In this new generation NTP, the electrocardiogram (ECG) monitor presented a clearly recognizable symbol of the stimulus artifact, which precisely marked the time of stimulation. It was designed with a “blanking period” of 80 milliseconds right after the stimulus signal so that the ECG was not impacted and ECG complexes were recognizable during pacing. Another advantage of the new external pacing device was its ability to operate in the demand mode (VVI), whereas older units were fixed rate (VOO).2
It was realized that in a crisis, placement of a temporary transvenous pacemaker can be difficult and time consuming even with skilled personnel, and complications from the transvenous approach were reported in as many as 34% of patients. Since this new model for NTP was simple, reliable, cost effective and could be easily and quickly applied by trained clinicians (other than physicians), there was renewed clinical interest in non-invasive pacing.
In 1982, the FDA approved the ZOLL non-invasive pacing device for use in patients with heart rates less than 40 beats per minute and asystole. Other manufacturers have subsequently developed similar devices, now most often combined with defibrillators.

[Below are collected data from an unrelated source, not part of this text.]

PR #25, opened 2020-09-30
Remove travis token from build status image

onetechnical:
This token is only necessary for private repositories and could potentially leak private repository (i.e. not this repository) information.


jasonpaulos (approved):
LGTM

Physiology of Non-invasive Transcutaneous Pacing
When a strong electrical current is applied to the chest with NTP, a small amount will reach the heart, stimulating it to depolarize and contract. In transcutaneous pacing, the right and left ventricles are stimulated. Frequently the atria are activated by retrograde conduction. There is atrioventricular dissociation, so the atrial kick is lost, resulting in an approximately 20% decrease in cardiac output. For a patient with symptomatic bradycardia, NTP results in an increased cardiac output, increased mean arterial pressure, and decreased systemic vascular resistance. Studies have shown that with NTP, there is no elevation in Creatine Kinase, in muscle and brain tissue, so there is no myocardial damage. Additionally, it was found that the hemodynamic response was similar for NTP and transvenous ventricular endocardial pacing.
When ECG electrodes are attached for sensing of the QRS, the pacemaker is able to operate in the demand
mode. A pacemaker stimulus will occur if the intrinsic signal is slower than the pacing rate programmed by the clinician. If the device senses that the patient’s heart rate is faster than the pacing rate, it inhibits the pacemaker’s electrical signal.

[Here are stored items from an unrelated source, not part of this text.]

PR #34, opened 2020-12-02
Fix base32 validation

Ursify:
Hi Jason, Algorand Team.

Please review below regex update, I hope is fine and can pass your tests. Also, let me know if I need to point my pull request to codegen-test instead of master. This is my first pull request to a crypto project.

Cheers,
Ursify

### DIFF
--- a/pyteal/ast/bytes_test.py
+++ b/pyteal/ast/bytes_test.py
@@ -2,14 +2,25 @@ import pytest
 
 from .. import *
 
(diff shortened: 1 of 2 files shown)


jasonpaulos:
Hi @Ursify, thanks for catching this! TEAL actually supports base32 with padding and without padding, so I've made a modification to support both schemes and added some tests.

Once you sign the CLA I can approve this PR.

PR #37, opened 2020-12-04
Base 32 Pattern Check

Ursify:
Hi Jason, Algorand Team.

I hope below explanation makes sense.

BASE 32 works in groups of 8 Characters.
Valid Final 8 Characters(with / without padding):
CC======
CC
CCCC====
CCCC
CCCCC===
CCCCC
CCCCCCC=
CCCCCCC
CCCCCCCC
Invalid Final 8 Characters(with / without padding):
C=======
C
CCCCCC==
CCCCCC

Invalid 8 characters group should throw an error, since it won't be possible to uncoded them back.

Cheers,
Ursify


jasonpaulos:
Hi @Ursify, thanks for catching this too. I made a small change so that the regex accepts empty strings too and I've updated tests and an example which had invalid base32. Do you see any problems with the updated regex?

Ursify:
> Hi @Ursify, thanks for catching this too. I made a small change so that the regex accepts empty strings too and I've updated tests and an example which had invalid base32. Do you see any problems with the updated regex?

Hi @jasonpaulos , thanks for reviewing my PR. Your update is working fine. I run some test and all looks good. Cheers,

jasonpaulos (approved):

PR #41, opened 2021-01-29
Add optimization to detect duplicates

jasonpaulos:
This PR allows the compiler to use the `dup` and `dup2` ops when appropriate. The primary benefit of this optimization is to decrease the generated program size.

Edit: I've identified one case where this optimization produces bad results (stateful write ops that depend on stateful reads, and the same should be true for scratch stores that depend on scratch loads). This needs to be addressed before this is ready to merge.


jasonpaulos:
Closing this PR for now since it's significantly out of date.

In general this is still a good idea, but not something I'm able to work on again in the near future.

PR #46, opened 2021-03-23
Fix exponential blowup with blocks with `If`

fabrice102:
Previously, the functions `TealBlock.addIncoming` and
`TealBlock.validate` took exponential time with blocks with `If`.

The issue is that `If` blocks have two children (`left` and `right`),
and both of them have the same `next` child block.

To see the issue, run `examples/signature/test_many_ifs.py`
before and after this PR.


jasonpaulos:
@fabrice102 thanks for noticing this! I moved the code from `test_many_ifs.py` into its own test in `tests/compile_test.py` since I think that's a better place for it.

Asynchronous (fixed rate) pacing, can also be selected on the noninvasive device. In this mode the device paces at the rate set by the clinician, independent of the patient’s intrinsic heart rhythm. Asynchronous pacing is used when:
- There is not time to put ECG electrodes in place.

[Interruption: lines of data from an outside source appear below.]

PR #18, opened 2020-04-10
CAIP-2 chainID

simonovic86:
- convert chainId to CAIP-2 format
- refactor `Context` implementation

### DIFF
--- a/package.json
+++ b/package.json
@@ -38,7 +38,6 @@
       "express-validator": "^6.1.0",
       "http-status-codes": "^1.3.2",
       "ipfs-http-client": "^42.0.0",
-      "mail-promise": "^1.2.4",
       "multihashes": "^0.4.19",
       "node-cron": "^2.0.3",
       "reflect-metadata": "^0.1.10",
@@ -47,7 +46,8 @@
       "uuid": "latest",
       "typestub-multibase": "latest",
       "typestub-multihashes": "latest",
-      "cron-parser": "latest"
+      "cron-parser": "latest",
+      "globby": "latest"
    },
    "devDependencies": {
       "@types/chai": "^4.2.11",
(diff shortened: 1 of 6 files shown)


package.json
```diff
@@ -47,7 +46,8 @@
       "uuid": "latest",
       "typestub-multibase": "latest",
       "typestub-multihashes": "latest",
-      "cron-parser": "latest"
+      "cron-parser": "latest",
+      "globby": "latest"
```
oed, line 50: is it really a good idea to have "latest" for the package version? Seems like this could cause problems if there is a release with a breaking change.

src/services/blockchain-service.ts
```diff
@@ -54,6 +59,8 @@ export default class BlockchainService implements Contextual {
 
     const txReceipt: TransactionReceipt = await this.provider.waitForTransaction(txResponse.hash);
     const block: Block = await this.provider.getBlock(txReceipt.blockHash);
-    return new Transaction(txResponse.chainId, txReceipt.transactionHash, txReceipt.blockNumber, block.timestamp);
+
+    const caip2ChainId = 'ethereum:eip155-' + txResponse.chainId;
```
oed, line 63: The correct format should be `'eip155:' + txResponse.chainId`.

package.json
simonovic86: Good point. I'll change versioning.

src/services/blockchain-service.ts
simonovic86: Fixed.

simonovic86:
> This looks good 👍
> 
> Should create a new ticket for making the blockchain service more generalized such that we have a specific ethereum service that conforms to this interface? This would make it easier to add additional blockchains in the future.

Yep. I tried to do that this morning but I didn't like it how it turned out. I'll open a separate ticket for that.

- When the pacemaker is inhibited due to sensing of signals other than the R wave, e.g., artifact from patient movement, P or T waves, or interference from another electrical device.
During asynchronous pacing, there may be competition between the patient’s own beats and the paced beats, unless asystole is present. There is the potential for the pacemaker stimulus to land on the T wave during the vulnerable period. Refer to the section Safety of Noninvasive Transcutaneous Pacing for the significance of this factor.
1. Zoll, PM. Resuscitation of heart in ventricular standstill by external electrical stimulation. NEJM. 1952;247:768-771.
2. Worley SJ, Bride WM. External transthoracic pacing in patients with acute myocardial infarction. In: RM Califf, GS Wagner, (Eds) Acute Coronary Care. Boston: Martinus Nijhoff; 1987.